Main image of article Can the PMP Make Sense for Developers?

Does earning the Project Management Professional certification make any sense for someone who’s focused on a technical role like, say, a software engineer or developer? It might, if you’re looking to move onto the management track. A large proportion of project management jobs in everything from software development to SOA include the PMP as a requirement. The credential’s listed as either a requirement or “nice-to-have” for roles beyond project management, such as software engineer, information architect and senior SharePoint administrator. For technology professionals who want to make the leap into management in general or project management specifically, earning the PMP makes sense, says Kathy Tullio, senior consultant and project manager at Oak Brook, Ill., software developer Geneca. But it might not be the top priority for someone looking to stay on the technical side. Click here to find project management jobs. Some 600,000 PMPs are active in the Project Management Institute, the organization behind the PMP. Some of the key industries they’re involved with: IT, software and data processing. (The PMI doesn’t break out how many tech professionals hold the PMP.) The certification’s cost ranges from $400 to $555, plus what you spend on training and prep materials, which can run over $1,000.

Experience Required

Experience is also required to earn the PMP, meaning a certain commitment to project management is involved, often at the expense of a technical focus. Candidates with a bachelor’s degree need at least three years of project management experience, including 4,500 hours leading and directing projects. Those without college degrees need more.
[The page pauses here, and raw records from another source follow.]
PR #6751, opened 2023-01-27
erl_nif.xml: fix typo in documentation

max-au:


max-au:
Err, documentation was correct. But parsing it is, uhm, challenging.

Issue #6730, opened 2023-01-24
ets:insert/2 for bag table stores values for same key in reversed order


madlep:
**Describe the bug**
When a list of values are passed to `ets:insert/2` for a `bag` table type, and there are multiple values for the same key, they are incorrectly stored in reversed order. In OTP versions prior to R23, they were stored in the order passed.

We are upgrading from OTP 22 to OTP 25, and have logic that relies on insert order being preserved.

**To Reproduce**
Short code to reproduce:
```erlang
-module(ets_insert_reversed_regression).

-export([example/0, example_multiple_insert/0]).

example() ->
  Tab = ets:new(my_table, [bag]),

  OriginalValues = [{a, 1}, {a, 2}, {a, 3}],
  ets:insert(Tab, OriginalValues),
  ReturnedValues = ets:lookup(Tab, a),

  io:fwrite("Expected =~w~n", [OriginalValues]),
  io:fwrite("Actual   =~w~n", [ReturnedValues]).

example_multiple_insert() ->
  Tab = ets:new(my_table, [bag]),

  OriginalValues1 = [{a, 1}, {a, 2}, {a, 3}],
  ets:insert(Tab, OriginalValues1),

  OriginalValues2 = [{a, 4}, {a, 5}, {a, 6}],
  ets:insert(Tab, OriginalValues2),

  ReturnedValues = ets:lookup(Tab, a),

  io:fwrite("Expected =~w~n", [OriginalValues1 ++ OriginalValues2]),
  io:fwrite("Actual   =~w~n", [ReturnedValues]).
```

**Correct** original behaviour running on OTP 22 - note ordering of values for key `a` is preserved:
```
Erlang/OTP 22 [erts-10.7.2.18] [source] [64-bit] [smp:8:8] [ds:8:8:10] [async-threads:1]

Eshell V10.7.2.18  (abort with ^G)
1> c(ets_insert_reversed_regression).
{ok,ets_insert_reversed_regression}
2> ets_insert_reversed_regression:example().
Expected =[{a,1},{a,2},{a,3}]
Actual   =[{a,1},{a,2},{a,3}]
ok
3> ets_insert_reversed_regression:example_multiple_insert().
Expected =[{a,1},{a,2},{a,3},{a,4},{a,5},{a,6}]
Actual   =[{a,1},{a,2},{a,3},{a,4},{a,5},{a,6}]
ok
```

[...]

PR #6752, opened 2023-01-28
ets:insert/2 insert order preserved when list with same keys for bag table

madlep:
Since OTP 23, when inserting a list of values into an ets `bag` table, values for the same key are inserted in reversed order (prior to OTP 22, they were inserted in the order in the list).

Implementing fix suggested by @sverker to build linked list of `DbTerm` values stored against a key by _appending_ (rather than _prepending_ as it had been doing).

Fix for https://github.com/erlang/otp/issues/6730 (see description there for code to reproduce + original correct behaviour on OTP 22, and regression behaviour on OTP >= 23)

### DIFF
--- a/erts/emulator/beam/erl_db_tree.c
+++ b/erts/emulator/beam/erl_db_tree.c
@@ -519,7 +519,7 @@ DbTableMethod db_tree =
     db_lookup_dbterm_tree,
     db_finalize_dbterm_tree,
     db_eterm_to_dbterm_tree_common,
-    db_dbterm_list_prepend_tree_common,
+    db_dbterm_list_append_tree_common,
     db_dbterm_list_remove_first_tree_common,
     db_put_dbterm_tree,
     db_free_dbterm_tree_common,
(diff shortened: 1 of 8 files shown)


erts/emulator/beam/erl_db_tree.c
```diff
@@ -3533,11 +3533,11 @@ void* db_eterm_to_dbterm_tree_common(int compress, int keypos, Eterm obj)
     return term;
 }
 
-void* db_dbterm_list_prepend_tree_common(void *list, void *db_term)
+void* db_dbterm_list_append_tree_common(void *last_term, void *db_term)
```
madlep, line 3536: Not sure if/where this code is even used, but have modified it to be consistent with `erl_db_hash` for consistency.

sverker: It's for `ordered_set` tables.

sverker:
I pushed a commit with some documentation improvements.
@madlep @gomoripeti What do you think?

madlep:
> I pushed a commit with some documentation improvements. @madlep @gomoripeti What do you think?

makes sense to me 👍

sverker:
Expanded the test case to include provoking bug for `duplicate_bag`.
Squashed into two commits and merged.

@madlep Thanks for good report and fix.

PR #6757, opened 2023-01-30
kernel: `gen_tcp:connect/3` should not accept empty strings

### LINKED ISSUE #6353: gen_tcp:connect/3 raises an exception for empty string addresses
**Describe the bug**
I was running some dynamic tests with HTTP requests using hackney and realized after some debugging that gen_tcp.connect with String address might respond in 3 different ways:
1. Success tuple in case you set a valid URL like: `'something.com'`
2. Error tuple in case you set a string but invalid URL like: `'something'`
3. Raises an exception with badarg in case you set an empty string like: `''` 

the third response doesn't feel right, sometimes you might get a misconfiguration issue just like I had, and it will cost you some debugging time to understand what happened, while it could simply say `{error, nxdomain}` instead of raising an Exception badarg with no details.

I was digging into the gen_tcp:connect/3 and I found out that it happens because the `inet_parse:visible_string/1` [here](https://github.com/erlang/otp/blob/master/lib/kernel/src/inet.erl#L1514)

**Steps to reproduce the behavior.**
```
> gen_tcp:connect('something.com', 80, []).
{ok, #Port<...>}

> gen_tcp:connect('something', 80, []).
{error, nxdomain}

> gen_tcp:connect('', 80, [])
** exception exit: badarg
     in function  gen_tcp:connect/4 (gen_tcp.erl, line 171)
```

**Expected behavior**
empty string also classifies as an invalid URL, I guess it should respond with an error tuple the same as below.
```
> gen_tcp:connect('something', 80, []).
{error, nxdomain}

> gen_tcp:connect('', 80, [])
{error, nxdomain}
```

**Affected versions**
I'm using Erlang/OTP 24, but I believe its happening not only on this version.

**Additional context**
I'd like to understand better if this is the best approach of dealing with an empty string, but I believe that returning an error tuple might be more friendly. 

If so, can I work on a PR for that?
I guess that we could simply accept an empty list/string at `inet:getaddrs_tm/3` and dispatch `inet:gethostbyname_tm/3` to return `{error, nxdomain}`

kikofernandez:
- This PR changes the type spec of the `gen_tcp:connect/3` to specify that its first argument cannot contain an empty string. In this case, that means replacing `inet:hostname()` which is equivalent to `atom() | string()` by `atom() | nonempty_string()`.
- The PR also adds a test case that checks that calling the `gen_tcp:connect/3` with an empty string as first argument throws a `badarg` error and this is the expected behaviour.
- Closes #6353

### DIFF
--- a/lib/kernel/src/gen_tcp.erl
+++ b/lib/kernel/src/gen_tcp.erl
@@ -161,7 +161,7 @@ connect(SockAddr, Opts) ->
     connect(SockAddr, Opts, infinity).
 
 -spec connect(Address, Port, Opts) -> {ok, Socket} | {error, Reason} when
-      Address  :: inet:socket_address() | inet:hostname(),
+      Address  :: inet:socket_address() | nonempty_string() | atom(),
       Port     :: inet:port_number(),
       Opts     :: [inet:inet_backend() | connect_option()],
       Socket   :: socket(),
@@ -202,7 +202,7 @@ connect(#{family := Fam} = SockAddr, Opts, Timeout)
 
 -spec connect(Address, Port, Opts, Timeout) ->
                      {ok, Socket} | {error, Reason} when
-      Address :: inet:socket_address() | inet:hostname(),
+      Address :: inet:socket_address() | nonempty_string() | atom(),
       Port    :: inet:port_number(),
       Opts    :: [inet:inet_backend() | connect_option()],
       Timeout :: timeout(),
--- a/lib/kernel/test/gen_tcp_api_SUITE.erl
+++ b/lib/kernel/test/gen_tcp_api_SUITE.erl
@@ -362,6 +362,9 @@ t_connect_bad(Config) when is_list(Config) ->
                                        ?INET_BACKEND_OPTS(Config)),
     io:format("Error for connection attempt to non-existing host: ~p",
 	      [Reason2]),
+
+    {'EXIT', badarg} = catch gen_tcp:connect("", 80,
+                                             ?INET_BACKEND_OPTS(Config)),
     ok.
 
 


lib/kernel/src/gen_tcp.erl
```diff
@@ -161,7 +161,7 @@ connect(SockAddr, Opts) ->
     connect(SockAddr, Opts, infinity).
 
 -spec connect(Address, Port, Opts) -> {ok, Socket} | {error, Reason} when
-      Address  :: inet:socket_address() | inet:hostname(),
+      Address  :: inet:socket_address() | nonempty_string() | atom(),
```
IngelaAndin, line 164: Should we not change `inet:hostname() `to -`type hostname() :: atom() | nonempty_string().` rather that changing this spec? @RaimoNiskanen ?

kikofernandez: We should, if that does not break anything :)

kikofernandez: Since changing the `inet:hostname()` may involve further changes to handle other cases, do we accept this simple change or not?

kikofernandez: AFAIK, empty string was not allowed but an empty atom is. 
There were some edge cases here...

RaimoNiskanen: I did some studying, acquired a new opinion, and wrote it in issue #6353, which was shortly that empty atom should work just like empty string, and since we cannot use the type language to exclude both we should allow both, hence we should not do this type change.

Furthermore I think that we should consistently change so that the empty host name is treated just like the host name "." i.e the root domain.  This would be consistent in the way that all other (non-empty) host names are always treated as absolute and have an implied dot at the end (in DNS's terminology - it is the way to denote an absolute host name in a DNS domain file and when quering to a DNS resolver).

For example `gen_tcp:connect/*` looks up an address for a host name, that is, an A or AAAA record.  And the root domain today has no address records (however e.g a SOA record).  So such a lookup should result in `{error, nxdomain}`, now, and probably in the future.  The right thing (tm) would be to do the lookup...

Tullio earned her PMP after working as an applications development manager and taking some time off from her career. She says adding the PMP “really did help my job search.” However, she notes that just having the credential doesn’t make someone a good project manager. “Personality, management style and cultural fit—none of those are really captured by a test,” she notes. Suzy Bates, director of project management at Austin-based Web design, development and strategy firm Four Kitchens, agrees. She doesn’t have a PMP after her name and doesn’t look for it when hiring project managers. “The PMP isn’t going to make you a better project manager,” she says.

Standing Out

At the same time, Bates does believe the credential can catch an employer’s attention. “It shows a level of commitment and it does indicate your knowledge base,” she says. “It’s a great program, but it’s not the only way to learn how to be a good project manager. That’s something you do on the job.” Lew Sauder, senior project manager for Geneca, started out as a developer in a small consulting firm before becoming a team lead and project manager. “After 25 years in the industry, I’m not directly working on the tech side anymore,” he says. “I manage tech teams.” He believes the PMP provided real help in getting him onto the management track. “Like any degree or certification, it enhances the resume and opens the door to interviews you might not have gotten,” Sauder says. “It doesn’t prove anything, but it’s an opportunity to start the conversation and get in there and explain your capabilities.”